It indicatesThe displacement of particle, i.e. the deformation length of virtual spring.θ i is after deformationParticle withParticle line and level
Angular separation.
WhenWhen, it is obtained by formula (1) and formula (3)
I.e.
If the tangential and normal deformation of adjacent two layers particle, as shown in Figure 5.
It isThe deformation quantity of layer particle normal direction virtual spring, r are the original length of surface spring, and △ ri indicates tangential phase
The deformation quantity of adjacent particle surface spring.

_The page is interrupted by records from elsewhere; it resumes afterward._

Issue #1341, opened 2026-06-12
[BUG] devshard: data race on inflight receiptTime between send goroutine and escalation scheduler (go test -race fails on main)


redstartechno:
## Summary
`go test ./cmd/devshardctl/ -race -run TestRunInference` fails on current `main` (8bd883ba3) with 15 data race reports across 13 tests. The dominant race (11 of the 15 reports) has production code on both sides: the send goroutine writes `inf.receiptTime` inside `receiptOnce.Do` (`redundancy.go:1491`) while the orchestrator's escalation scheduler reads `inf.receiptTime.IsZero()` without synchronization (`redundancy.go:2251`, in `escalationForInflight` ← `nextEscalationTrigger` ← `awaitRace` ← `RunInference`).

## Motivation
`time.Time` is a multi-word struct, so the Go memory model gives this read no guarantees — the scheduler can observe a torn or stale value and mis-schedule (or skip) the receipt-timeout escalation. The comment block at `redundancy.go:1501-1512` documents a previous scheduler race of exactly this shape on `sendTime`, fixed by stamping it synchronously before the goroutine spawns; `receiptTime` has the same consumer but cannot be stamped synchronously (it is set when the receipt arrives), so it needs actual synchronization. The races also block ever enabling `-race` in CI for devshard. Found while race-testing an unrelated branch; reproduces identically on unmodified `main`.

## Impact
- Who is affected: hosts running the devshard gateway (request orchestration / escalation path); developers (the package cannot pass `go test -race`).
- Network-wide or limited: limited — single participant, non-chain.
- Likelihood: intermittent at runtime (timing-dependent); deterministic under the race detector — every `TestRunInference_*` run reports it.
- Severity: Impact limited × likelihood intermittent → low-to-medium. Practical worst case is a missed or mistimed receipt-timeout escalation (tail latency / stall on a silent primary — the exact regression class the `sendTime` fix in the comment describes).
- Affected components: `devshard/cmd/devshardctl` (`Redundancy.RunInference`, escalation scheduling).

## Detailed description

Reproduce (Linux, Go 1.24.2, commit 8bd883ba3):

```
cd devshard
go test ./cmd/devshardctl/ -race -count=1 -run TestRunInference
```

[...]

PR #1332, opened 2026-06-10
Add Docker-backed devshard E2E test suite

aikuznetsov:
## Summary

Adds a Docker-backed E2E test suite for `devshard` and wires it into the existing Go build/test CI path.

The suite runs real integration validation with:

- `mock-chain`
- Postgres
- three `devshard-host` participants
- `devshardctl` as the OpenAI-compatible HTTP entry point

Tests are written in Go and use `testcontainers-go` to own service lifecycle, networks, ports, logs, restarts, and volumes. `docker-compose.e2e.yml` only starts the Go test runner container.

## What Changed

- Added `devshard/e2e` tests for:
  - happy path completions and settlement contract validation
  - OpenAI-compatible streaming/SSE behavior
  - streaming and non-streaming cache isolation
  - SQLite volume restart/recovery scenarios
- Added shared E2E test utilities under `devshard/e2e/testutil`.
- Added E2E-only Docker image builds:
  - `devshard-mock-chain:local`
  - `devshard-host:local`
  - `devshardctl:local`
- Added `devshard/Makefile` E2E targets:
  - `make -C devshard e2e`
  - `make -C devshard e2e-test`
  - `make -C devshard e2e-images`
- Added `devshard/docker-compose.e2e.yml` for the Go test runner container.
- Added JUnit output via `gotestsum` at:
  - `devshard/build/test-results/e2e/junit.xml`
- Wired devshard E2E into `Go Build and Test / Build and Test Devshard`.
- Added `devshard/e2e/README.md`.

### Fix flaky unit tests
It also fixes flaky unit tests uncovered during CI hardening:
- Stabilizes `devshardctl` state-divergence participant blocking test by waiting for the async escrow block to be observed before sending the next request.
- Stabilizes runtimeconfig epoch transition listener tests by making the test fakes release transitions deterministically while keeping the ordered assertions.

## Notes

- E2E tests are guarded by `DEVSHARD_E2E=1`; the Compose runner sets this automatically.
- Testcontainers lifecycle logs are muted, while debug mode still shows E2E request/response logs and settlement contracts.
- E2E Docker networks are uniquely named per test run to avoid stale-network collisions after interrupted runs.
- `host.docker.internal:host-gateway` is configured for Linux CI runner compatibility.

## How To Run

Build images and run the full E2E suite:

```sh
make -C devshard e2e
```

## Readme.md

https://github.com/gonka-ai/gonka/blob/2230e307f336500bcfc374947a8ff37e4593c8c0/devshard/e2e/README.md

PR #1366, opened 2026-06-25
Ak/pixelplex refactoring into r2 (HA multi-instance devshard, decoupling refactor, and testenv integration suite)

a-kuprin:
## Summary

This PR lands an architecture change to support **multiple devshard instances** for high
availability, together with a structural refactor that extracts shared chain/runtime code
into `common/`, decouples **devshardd** from **decentralized-api**, and introduces
**edge-api** as a chain-facing read path. It adds a **Docker-backed integration test
suite (`testenv`)** that validates the full node stack without Testermint, removes **LCD
REST** from the gateway chain transport in favour of **gRPC**, and seeds the HA rollout
design with docs and operational fixes.

It also hardens HA storage (fail-closed Postgres + boot migrate), gateway/chain defaults,
validation leases, admin path containment, and edge verify/debug exposure defaults.

---

## Motivation

Today, a single `decentralized-api` process and tightly coupled devshard wiring block
horizontal scaling. To run **N versiond / devshardd instances** behind a sticky router
on **shared Postgres**, we need:

1. **devshardd** as a standalone binary (not embedded in dapi).
2. **Shared chain client code** in `common/` (queries, tx, runtimeconfig).
3. A **gateway** (`devshardctl`) that talks to decentralized-api for runtime params and to the
   chain over a single gRPC transport.
4. **Integration tests** that exercise the real compose topology without the full
   Testermint genesis cluster.

This PR implements that foundation and proves it with citest scenarios S1–S6, G1–G4,
and adversarial A1–A4.

---

### Multi-instance HA (versiond + devshardd)

- **Multiple `versiond` hosts**, each supervising a **devshardd** child, behind
  **versiond-router** (nginx consistent-hash on session id).
- **Shared Postgres** for payload storage and cross-instance lease semantics (required
  for HA; SQLite remains single-instance).
- With `DEVSHARD_HA=1` or `DEVSHARD_REQUIRE_POSTGRES=1`, storage is **Postgres-only**
  (no file/SQLite fallback under Postgres outage). Boot migrates local SQLite sessions
  and file payloads into Postgres.
- Join multi-versiond overlay requires `DEVSHARD_POSTGRES_PASSWORD` (no hardcoded
  password in compose).
- Gateway chat and long-poll paths validated end-to-end through the router.

See [high-availability-architecture.md](./high-availability-architecture.md) and
[proposals/high-availability.md](./proposals/high-availability.md).

### Decoupling and new packages

| Area | Change |
|------|--------|
| **`common/`** | Shared `chain` gRPC client, `chain/tx` broadcast helpers, `runtimeconfig` server/client |
| **devshardd** | Standalone process under `devshard/cmd/devshardd/`; runtime params via dapi long-poll |
| **decentralized-api** | Slimmed nodemanager/runtimeconfig delegation; devshardd no longer embedded |
| **edge-api** | Chain read APIs via `common/chain.Client` (HA chain proxy path) |
| **devshardctl** | OpenAI-compatible gateway; gRPC-only chain queries and escrow tx |

### Chain transport: REST → gRPC (gateway)

**devshardctl** no longer uses LCD REST (`NewRESTBridge`, `DEVSHARD_CHAIN_REST`) for
escrow create/settle or participant reads. All gateway chain I/O goes through
`common/chain` gRPC — the same transport **devshardd** already uses.

- mock-chain **LCD `:1317` / `restface` removed** from testenv
- compose sets `DEVSHARD_CHAIN_GRPC` only on gateway
- static gate: `TestG4_NoRESTChainClientsInGatewayProduction`
- Optional chain gRPC TLS via `CHAIN_GRPC_TLS=true|1|yes` (default remains plaintext)
- Gateway uses one shared chain gRPC client for runtime params and commitment reconciliation

Details: [testenv/docs/chain-transport-consolidation.md](../testenv/docs/chain-transport-consolidation.md).

---

## Integration testing: `testenv` vs [PR #1332](https://github.com/gonka-ai/gonka/pull/1332)

Two complementary Docker test suites; they should be **merged or coordinated** over time.

| | **testenv** (this PR) | **PR #1332 — `devshard/e2e`** |
|--|----------------------|-------------------------------|
| **Scope** | Full **node stack**: gateway + multi-instance versiond + decoupled devshardd + mock-dapi + mock-chain + mock-openai | **devshard protocol** behaviour: completions, settlement, streaming, SQLite/Postgres recovery |
| **Topology** | 2× versiond, sticky router, shared Postgres, devshardctl gateway | 3× devshard-host, devshardctl entry, mock-chain, Postgres |
| **Framework** | `devshard/testenv/citest` + compose gen (`gencompose`) | `testcontainers-go` + `devshard/e2e` |
| **CI** | `make -C devshard ci-testenv-unit` / `ci-testenv-integration` | `make -C devshard e2e` in Go Build and Test |
| **Goal** | Deploy/join-style wiring, HA routing, params long-poll, epoch switch, adversarial faults | Protocol contracts, cache isolation, volume restart |

**testenv** answers: *does the production-shaped stack boot and route correctly?*  
**#1332** answers: *does devshard protocol logic settle and recover correctly?*

Operator runbook: [testenv-v2.md](./testenv-v2.md). Scenario index:
[testenv/docs/scenarios.md](../testenv/docs/scenarios.md).

---

### Runtime and gateway

- PixelPlex merge + refactor for multi-versiond HA topology
- `devshardctl` effective chain gRPC from compose env (`DEVSHARD_CHAIN_GRPC`,
  `DEVSHARD_NODE_MANAGER_ADDR`)
- Gateway chat (stream + non-stream) over router → devshardd → mock-openai
- Params long-poll: mock-chain → mock-dapi → `GetRuntimeConfig` (lane C)
- Escrow create/settle/dispute signing uses default chain IDs when unset
  (`gonka-mainnet`; override with `DEVSHARD_CHAIN_ID` for testnet/testenv)
- Startup settlement rehydrates non-resident escrows so reconcile can settle after restart
- Unknown model `access_mode` requires an API key (does not fall open to public)
- Admin create/import `storage_path` must be relative to the gateway base storage
  directory (absolute paths and `..` rejected)
- Runtime-config `ServedAt` unset is encoded as unix `0` on the wire; negative values
  decode as unset

### Validation leases and payloads

- Validation lease results only apply when the submitting instance still owns a pending
  lease; leases older than the lease TTL are abandoned (no submit / no result write)
- File payload paths sanitize escrow id segments and stay under the configured base
  directory

### Edge / proxy

- `/v1/verify-*` and `/v1/debug/*` are private by default (403). Publish with
  `EDGE_API_EXPOSE_OPTIONAL_ROUTES=true` (put auth on nginx if exposed)

### testenv v2

- `mock-chain` (gRPC + RPC + admin), `mock-dapi`, `mock-openai`
- `cmd/gencompose` — config-driven multi-versiond compose
- Citest harness: S1–S6 stack, G1–G4 gRPC transport, A1–A4 adversarial, O1 observability
- CI workflow: `.github/workflows/devshard-testenv.yml`

### Docs and HA seeding

- [high-availability.md](./proposals/high-availability.md) — target HA decomposition
- [release-0.2.13-v2-r2.md](./release-0.2.13-v2-r2.md) — Postgres requirement for HA,
  `session_version` status field
- [storage-design.md](./storage-design.md), [rolling-update.md](./rolling-update.md) cross-links

### Cleanup

- Remove accidental committed binaries from tracking; extend `.gitignore`
- Delete mock-chain LCD REST surface and `bridge/rest.go` gateway path
- Minor flaky-test and governance-param fixes carried on the branch

### Operator env checklist

| Variable | Notes |
| --- | --- |
| `DEVSHARD_HA` / `DEVSHARD_REQUIRE_POSTGRES` | Fail-closed Postgres for multi-instance |
| `DEVSHARD_POSTGRES_PASSWORD` | Required for join versiond overlay |
| `DEVSHARD_CHAIN_ID` | Override when not mainnet |
| `CHAIN_GRPC_TLS` | Opt-in TLS to chain gRPC |
| `EDGE_API_EXPOSE_OPTIONAL_ROUTES` | Opt-in public verify/debug routes |

### Known follow-ups (not in this PR)

- Warm-key revoke after bind / long-lived cache
- Chat response cache: share body for identical prompts, but attribute escrow and request
  ids from the new request
- Settle success should wait for DeliverTx confirmation, not only SYNC CheckTx
- Dispute tx sequence mismatch retry and codec registry init safety
- Escrow rotation: do not retire active escrows until temp bridge capacity is ready
- In-flight identical chat streams: join one ML generation (replay prefix + live tail)
  instead of starting a second
- Escrow private keys at rest in `gateway.db` and admin state redaction

---

### Unit (no Docker)

```bash
make -C devshard ci-testenv-unit
```

Covers `common/runtimeconfig`, `devshard/chainoracle`, `devshard/runtimeparams`,
`devshard/testenv/...` packages, and `decentralized-api/nodemanager`.

### Integration (Docker)

```bash
make -C devshard ci-testenv-integration
```

| Suite | Command | Scenarios |
|-------|---------|-----------|
| Stack | `make -C devshard/testenv citest-stack` | S1–S6 |
| gRPC transport | `make -C devshard/testenv citest-grpc-transport` | G1–G4 |
| Adversarial | `make -C devshard/testenv citest-adversarial` | A1–A4 |

Key scenarios:

- **S2** — session stickiness across versiond upstreams
- **S3/S4** — governance long-poll and epoch switch
- **S5/G3** — gateway chat without LCD REST
- **S6** — behaviour when one versiond is stopped
- **A1–A4** — ML fault injection, stale escrow, revoked warm key

### Manual smoke

```bash
cd devshard/testenv
make build-devshardd gen-compose up
# gateway :18081, router :18080
```


a-kuprin:
commit https://github.com/gonka-ai/gonka/pull/1366/changes/7b2c7b4dd946d37c32108103dad1a3cdfbdd6d25 fixes https://github.com/gonka-ai/gonka/issues/1341
Now 

```
go test ./cmd/devshardctl/ -race -count=1 -run TestRunInference
```

pass

devshard/testenv/citest/a3_stale_escrow_test.go
```diff
@@ -0,0 +1,35 @@
...
+		}
+	})
+
+	escrowID := harness.GetGatewayEscrowID(t, client, eps.GatewayHTTP)
+	id, err := strconv.ParseUint(escrowID, 10, 64)
+	if err != nil {
+		t.Fatalf("parse escrow_id %q: %v", escrowID, err)
+	}
+
+	harness.Step(t, "settle escrow %d on mock-chain while 2× versiond stack is up", id)
```
anatoly-kuz-mntn, line 52: In `devshard/testenv/citest/a3_stale_escrow_test.go`, the test settles the escrow around line 32, but the assertion around line 34 only verifies the resulting mock-chain state. That proves the test hook/mutation worked, but it does not strongly verify how the production-shaped stack reacts to a stale escrow condition end to end.

Suggestion: after forcing the escrow into the stale/settled state, also assert the observable behavior from the gateway/router path, for example that a follow-up chat/finalize attempt fails or recovers in the expected way, and that the stale escrow is not reused incorrectly.

For example, after mutating the mock-chain escrow state, assert the behavior through the gateway path as well:

```go
gatewayURL := eps.GatewayHTTP
adminKey := harness.TestenvAdminAPIKey
model := config.PrimaryModelID(cfg)

req := harness.ChatCompletionRequest{
    Model: model,
    Messages: []harness.ChatMessage{
        {Role: "user", Content: "citest a3 stale escrow after forced settlement"},
    },
    MaxTokens: 32,
}

harness.Step(t, "gateway should not continue using stale settled escrow %d", id)
status := harness.PostGatewayChatExpectFailure(t, client, gatewayURL, adminKey, req)
require.NotEqual(t, http.StatusOK, status)
```

devshard/testenv/citest/a4_bad_warm_key_test.go
```diff
@@ -0,0 +1,48 @@
...
+	client := harness.HTTPClient()
+	mockDapi := harness.MockDAPIFromConfig(cfg)
+	requireHosts(t, cfg, 2)
+
+	granter := cfg.Hosts[0].Address
+	warm := cfg.WarmGrantee.Address
+	requireNonEmpty(t, granter, "host[0] address")
+	requireNonEmpty(t, warm, "warm_grantee address")
+
+	harness.Step(t, "revoke warm key %s for granter %s via /testenv/grantees", warm, granter)
```
anatoly-kuz-mntn, line 46: In` devshard/testenv/citest/a4_bad_warm_key_test.go`, the test revokes the warm key around line 28, but the assertion around line 33 only checks that the mock-chain grantee state changed. That proves the test hook worked, but it can still pass even if devshardd, devshardctl, or the router behave incorrectly after the warm key is revoked.

Suggestion: after revoking the warm key, also exercise an observable gateway or tx path and assert the intended runtime outcome. For example, verify that a follow-up gateway chat/finalize/settlement attempt is rejected cleanly, that the affected host is deactivated, or that a visible error/metric/log signal is emitted. This would make the test cover the production-shaped stack’s reaction to the fault, not only the fault injection itself.

devshard/testenv/citest/s5_gateway_chat_test.go
```diff
@@ -0,0 +1,58 @@
...
+	harness.WaitGETOK(t, client, eps.RouterHTTP+"/"+cfg.Versiond.VersionName+"/healthz", 5*time.Minute, "devshardd health via router", stack)
+
+	gatewayURL := eps.GatewayHTTP
+	model := config.PrimaryModelID(cfg)
+	adminKey := harness.TestenvAdminAPIKey
+
+	nonStreamReq := harness.ChatCompletionRequest{
+		Model: model,
+		Messages: []harness.ChatMessage{
+			{Role: "user", Content: "citest s5 non-stream"},
```
anatoly-kuz-mntn, line 39: **Missing settlement contract coverage in the new production-shaped stack**

`devshard/testenv/citest/s5_gateway_chat_test.go` validates that non-streaming and SSE chat requests reach mock-openai, but it stops at the chat response. It does not finalize the session or assert the settlement output.

**Suggestion:** add a dedicated S-scenario that extends S5 beyond “chat reaches mock-openai” and verifies the settlement contract through the new stack. For example:

```go
func TestS7_GatewayChatFinalizeSettle(t *testing.T) {
    harness.SkipUnlessEnv(t, "TESTENV_CITEST")
    harness.RequireDocker(t)

    stack, cfg, eps := harness.BootS1Stack(t, "citest-s7-*")
    client := harness.GatewayChatClient()
    t.Cleanup(func() {
        if t.Failed() {
            harness.DumpComposeLogs(t, stack, "devshardctl", "versiond-0", "versiond-1", "mock-chain", "mock-dapi")
        }
    })

    harness.WaitS1Healthy(t, stack, eps)
    harness.WaitGatewayChatReady(t, client, eps.GatewayHTTP, 3*time.Minute, stack)

    gatewayURL := eps.GatewayHTTP
    adminKey := harness.TestenvAdminAPIKey
    model := config.PrimaryModelID(cfg)

    req := harness.ChatCompletionRequest{
        Model: model,
        Messages: []harness.ChatMessage{
            {Role: "user", Content: "citest settlement contract path"},
        },
        MaxTokens: 32,
    }

    resp := harness.PostGatewayChatCompletion(t, client, gatewayURL, adminKey, req)
    harness.RequireMockOpenAIContent(t, resp.Choices[0].Message.Content)

    escrowID := harness.GetGatewayEscrowID(t, client, gatewayURL)

    // New helper/API wrapper around the devshardctl finalize endpoint.
    finalized := harness.FinalizeGatewaySession(t, client, gatewayURL, adminKey, escrowID)

    require.Equal(t, escrowID, finalized.EscrowID)
    require.NotEmpty(t, finalized.StateRootAndProtocolVersion)
    require.NotEmpty(t, finalized.Signatures)
    require.NotEmpty(t, finalized.HostStats)

    // New helper/API wrapper that submits the finalized settlement payload
    // through the same mock-chain/mock-dapi path used by this production-shaped stack.
    settleResp := harness.SettleDevshardEscrow(t, client, eps, finalized.RawJSON)

    require.Equal(t, 0, settleResp.Code)
    require.Contains(t, settleResp.EventTypes(), "devshard_escrow_settled")
}
```

devshard/testenv/citest/s6_versiond_stop_test.go
```diff
@@ -0,0 +1,59 @@
...
+	version := cfg.Versiond.VersionName
+	sessionA, upstreamA, sessionB, upstreamB := harness.FindDistinctStickySessions(t, client, eps.RouterHTTP, version)
+	require.NotEqual(t, upstreamA, upstreamB)
+
+	stoppedHost := harness.HostIDForUpstream(cfg, upstreamA)
+	require.NotEmpty(t, stoppedHost, "map upstream %q to host id", upstreamA)
+	harness.Step(t, "session %q → %s; session %q → %s; stopping %s",
+		sessionA, upstreamA, sessionB, upstreamB, stoppedHost)
+
+	stack.StopService(t, stoppedHost)
```
anatoly-kuz-mntn, line 40: **Missing restart/persistence coverage at the production-shaped level**

`devshard/testenv/citest/s6_versiond_stop_test.go` stops one versiond instance and checks routing behavior, but it does not restart versiond/devshardd and continue the same session afterward.

Suggestion: extend this scenario, or add a new one, that exercises:
```
start session -> send chat -> restart one versiond -> continue same session
              -> restart all versiond instances -> continue same session
              -> assert gateway chat still works
              -> assert session/nonce/state does not regress
```
That would verify the new versiond -> devshardd -> router -> gateway topology survives restarts without losing session state or regressing nonce/state handling.

anatoly-kuz-mntn (commented):
@a-kuprin  PTAL at comments

devshard/testenv/citest/s5_gateway_chat_test.go
a-kuprin: I think we can extend this test coverage in further releases, or at separate pr.
You are free to add it.

Here the purpose was to scaffold e2e for devshardd decoupled from dapi and test primarily the multi-versiond architecture.
Also settlement is covered at testermint tests, so we don't miss it.

I agree we should move it to this e2e environment

devshard/testenv/citest/a4_bad_warm_key_test.go
a-kuprin: Added at commit https://github.com/gonka-ai/gonka/pull/1366/commits/559533e9e512a4be8b0735d5d47eae491c0cc0c0

devshard/testenv/citest/s6_versiond_stop_test.go
a-kuprin: Added at commit https://github.com/gonka-ai/gonka/pull/1366/commits/559533e9e512a4be8b0735d5d47eae491c0cc0c0

There will be separate PR with feature for rolling update: https://github.com/gonka-ai/gonka/blob/ak/pixelplex-refactoring-into-r2/devshard/docs/rolling-update.md

There will be also added scenarios for versiond graceful one-by-one restart

devshard/testenv/citest/a3_stale_escrow_test.go
a-kuprin: Added at commit https://github.com/gonka-ai/gonka/pull/1366/commits/559533e9e512a4be8b0735d5d47eae491c0cc0c0

edge-api/Makefile
```diff
@@ -0,0 +1,54 @@
...
+ifeq ($(BLST_PORTABLE),1)
+export CGO_CFLAGS := $(CGO_CFLAGS) -D__BLST_PORTABLE__
+endif
+
+define DOCKER_BUILD
+	@echo "--> building edge-api docker image"
+	@echo "    	platform: $(PLATFORM)"
+	@DOCKER_BUILDKIT=1 docker build \
+		--platform $(PLATFORM) \
+		-f edge-api/Dockerfile \
```
snevolin: This target is invoked from the root Makefile via `make -C edge-api` when we want to build the Testermint environment. With this call the working directory is already "edge-api/", so the whole path will be `edge-api/edge-api/Dockerfile`, which is wrong. Change it to `-f Dockerfile \` to make this work.

edge-api/Makefile
```diff
@@ -0,0 +1,54 @@
...
+		. \
```
snevolin: Also to address the `inference-chain/`, `common/` and so on paths from the parent directory you should use `..` as a context.

edge-api/Makefile
```diff
@@ -0,0 +1,54 @@
...
+
+all: build-docker
+
+build-docker:
+	$(eval PLATFORM=$(DOCKER_PLATFORM))
+	$(eval DOCKER_TAG=ghcr.io/product-science/edge-api:$(VERSION))
+	$(DOCKER_BUILD)
+	@if [ "$(SET_LATEST)" = "1" ]; then \
+		echo "Setting latest tag..."; \
+		docker tag $(DOCKER_TAG) ghcr.io/product-science/edge-api:latest edge-api:latest; \
```
snevolin: docker tag can add only one tag at a time. To add two tags you should call it twice:
`docker tag $(DOCKER_TAG) ghcr.io/product-science/edge-api:latest; \
docker tag $(DOCKER_TAG) edge-api:latest; \`

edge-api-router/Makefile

According to the relationship of Fig. 4 to Fig. 5, it is known that the normal deformation amount of each layer particle, i.e., the paracentesis depth Δ Z that deformation occurs,
Have
TheThe coefficient of elasticity of the layer tangential surface spring of gridDistribution is the key that influence contact force and deformation calculating, this
In assume the coefficient of elasticity of tangential surface springIt is equal.It is obtained by formula (2)

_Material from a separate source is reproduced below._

PR #1373, opened 2026-06-28
(fix)Close inference module pool drain: cap ActualCost to escrow + validator-share clawback 

ouicate:
## Summary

It enablesIt isThe deformation ratio of the tangential surface spring of spring, αi=2i-1, then have
In normal directionThe deformation quantity of layer particle normal direction virtual springFor
As i=1,
In the model for calculating skin surface stress deformation, the size of calculation amount depends greatly on propagation depth
The size of m.Here m is a boundary parameter, it indicates the concentric circles number of plies divided centered on stress point on dummy object.
According to derivation, have
In formula:Represent the deformation quantity and boundary parameter on zoning boundary;ε1Then represent the tangential table of first layer
The deformation ratio of diaphragm flexures.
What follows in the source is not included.